Your objective: Go through the data below and return each line where the string "screenshot" appears.

Records:
§ §

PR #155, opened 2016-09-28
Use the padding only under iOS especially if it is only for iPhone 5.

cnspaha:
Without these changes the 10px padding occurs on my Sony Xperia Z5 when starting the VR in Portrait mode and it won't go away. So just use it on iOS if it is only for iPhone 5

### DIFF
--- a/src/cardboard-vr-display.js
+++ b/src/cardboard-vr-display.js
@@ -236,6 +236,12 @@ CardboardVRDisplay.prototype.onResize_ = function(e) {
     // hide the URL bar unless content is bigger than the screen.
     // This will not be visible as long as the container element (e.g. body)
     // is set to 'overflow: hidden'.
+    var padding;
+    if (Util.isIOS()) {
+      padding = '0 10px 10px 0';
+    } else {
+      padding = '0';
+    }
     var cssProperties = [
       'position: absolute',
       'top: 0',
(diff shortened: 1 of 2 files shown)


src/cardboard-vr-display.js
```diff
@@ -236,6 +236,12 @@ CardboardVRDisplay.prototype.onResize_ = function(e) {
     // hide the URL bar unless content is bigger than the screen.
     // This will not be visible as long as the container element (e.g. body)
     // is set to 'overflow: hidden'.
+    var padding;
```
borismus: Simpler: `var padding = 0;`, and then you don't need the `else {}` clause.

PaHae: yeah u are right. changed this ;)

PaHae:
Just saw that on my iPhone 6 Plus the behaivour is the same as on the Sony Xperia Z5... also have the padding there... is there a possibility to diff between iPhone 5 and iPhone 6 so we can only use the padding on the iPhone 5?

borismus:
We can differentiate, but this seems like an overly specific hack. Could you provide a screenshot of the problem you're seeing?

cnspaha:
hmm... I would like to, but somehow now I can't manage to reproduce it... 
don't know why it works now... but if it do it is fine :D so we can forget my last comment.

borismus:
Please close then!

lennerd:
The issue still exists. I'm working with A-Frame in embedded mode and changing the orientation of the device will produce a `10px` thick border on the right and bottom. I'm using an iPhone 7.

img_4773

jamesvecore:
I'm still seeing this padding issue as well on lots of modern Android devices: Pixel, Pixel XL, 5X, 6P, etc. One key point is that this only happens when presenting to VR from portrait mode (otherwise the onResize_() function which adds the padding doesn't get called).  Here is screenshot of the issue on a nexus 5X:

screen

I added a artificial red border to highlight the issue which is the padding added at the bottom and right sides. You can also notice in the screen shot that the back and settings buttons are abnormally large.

§ §

Answer section:
We can differentiate, but this seems like an overly specific hack. Could you provide a screenshot of the problem you're seeing?
I'm still seeing this padding issue as well on lots of modern Android devices: Pixel, Pixel XL, 5X, 6P, etc. One key point is that this only happens when presenting to VR from portrait mode (otherwise the onResize_() function which adds the padding doesn't get called).  Here is screenshot of the issue on a nexus 5X:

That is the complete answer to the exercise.